→ **What to work on**: Please copy out all the data. Every detail stays the same.

Records for this exercise: Begin

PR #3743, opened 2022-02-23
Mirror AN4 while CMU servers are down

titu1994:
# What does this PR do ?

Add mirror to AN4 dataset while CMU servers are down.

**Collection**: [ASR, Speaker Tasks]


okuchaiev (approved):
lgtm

Records for this exercise: End

→ **Output below**:
PR #3743, opened 2022-02-23
Mirror AN4 while CMU servers are down

titu1994:
# What does this PR do ?

Add mirror to AN4 dataset while CMU servers are down.

**Collection**: [ASR, Speaker Tasks]


okuchaiev (approved):
lgtm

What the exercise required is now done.